Our results suggest that perception mediated the effect of domain-specific PCK of typical student errors in analyzing task difficulty. However, the task design of our study made it impossible to calculate this mediation effect. The reason is that a typical student error can be found in each item; thus, we cannot exclude the unlikely possibility that participants mentioned the typical student error in their reasons for task difficulty even though they did not fixate on the actual relevant characteristic. Such behavior would lead to judgments that are not mediated by perception. This limitation can be addressed in another study by including similar tasks without typical student errors in the analyses.

Although we expected the intervention to lead to an improvement in overall judgment accuracy, we only discovered this improvement on the descriptive level, but it was not statistically significant. First, the lack of a significant effect could be due to the relatively small sample size. Another explanation could be that the scale we used to assess judgment accuracy was not sufficiently fine-grained to detect small effects. It is worth recalling that the participants had to indicate the problem difficulty on a four-level scale, which we then dichotomized to assess accuracy (see Sect. 2.6). The main focus of our study was not to assess judgment accuracy. Instead, we asked the participants for their judgments to initiate the cognitive processes of perception and interpretation of task difficulty.

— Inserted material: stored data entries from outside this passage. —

PR #398, opened 2019-05-02
PlaybackManager - Persist to XML in a thread

Christoffer-Cortes:
In my work place we had issues with the queue getting a build up and delaying jenkins triggers. This is one solution that we propose to reduce the queue build up.

Workers are responsible for writing to XML and the synchronous persist method also writes to disk even when the timestamp has not changed.
The timestamp is then used to ask events-log in gerrit for the missing events.

This change moves the writing to XML to a separate thread and the workers do not have to wait for the disk writing which seems to be the part that takes longest and can cause queue build up.
The thread only checks every second since the smallest increment to the gerrit event timestamp is by whole seconds.

The result is that workers can keep working through the events queue. The persist thread writes consecutively, without a queue and no more than once a second. The downside is that it will check every second even when there is no activity. It could also miss a second in the timestamp.

An alternative solution could be to simple start a thread in what used to be the persist method and have the previous timestamp check there together with a simple boolean semaphore to check that writing is not busy.


src/main/java/com/sonyericsson/hudson/plugins/gerrit/trigger/playback/GerritMissedEventsPlaybackManager.java
```diff
@@ -92,7 +93,8 @@
     /**
      * Server Timestamp.
      */
-    protected EventTimeSlice serverTimestamp = null;
+    protected static EventTimeSlice serverTimestamp = null;
```
rsandell: This will make it not a **server**Timestamp but a global timestamp. Seems possible to mess things up making it static since there is one manager per server.

src/main/java/com/sonyericsson/hudson/plugins/gerrit/trigger/playback/GerritMissedEventsPlaybackManager.java
```diff
@@ -554,4 +571,80 @@ public String getDisplayName() {
...
+            GerritMissedEventsPlaybackPersistRunnable.serverName = serverName;
+        }
+
+        /**
+         * Start the persistence thread loop.
+         */
+        public synchronized void start() {
+            if (!isRunning()) {
+                running.set(true);
+                worker = new Thread(this);
```
rsandell: There is `jenkins.util.Timer.get()` for these sorts of things, I'm debating with myself if that one can handle once a second... It probably would I think.

src/main/java/com/sonyericsson/hudson/plugins/gerrit/trigger/playback/GerritMissedEventsPlaybackManager.java
Christoffer-Cortes: It's no longer static now.

src/main/java/com/sonyericsson/hudson/plugins/gerrit/trigger/playback/GerritMissedEventsPlaybackManager.java
Christoffer-Cortes: I use jenkins scheduler to trigger the runnable every second.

4.3 Educational implications and summary

Our study has educational implications. Tasks are a central medium for designing mathematical instructions (Sullivan et al., 2012), and accurate diagnostic judgments are considered an essential component of adaptive instruction (Hardy et al., 2019; Krolak-Schwerdt et al., 2014; Parsons et al., 2018). Thus, the results of this study are an essential step toward an improved understanding of how prospective teachers use their domain-specific PCK of typical student errors to accurately judge the difficulty of mathematical tasks. Domain-specific PCK, in particular, appears to result in accurate task judgments that may enable prospective teachers to assess potential student errors in mathematical tasks. Our study provides the first causal evidence for the assumption that domain-specific PCK sharpens prospective teachers’ focus when judging mathematical tasks. Knowledge of this relationship could be useful in designing digital learning environments for enhancing prospective teachers’ diagnostic skills. Once eye tracking can be applied in the ongoing process, such tools could provide adaptive support based on participants’ eye-movement patterns.

We conclude that identifying relevant task characteristics can be assessed through local eye movements and that this identification is associated with deeper cognitive processing of the information provided by the areas that provoke typical student errors. Manipulating domain-specific PCK can improve both the perception and the interpretation of task diagnosis.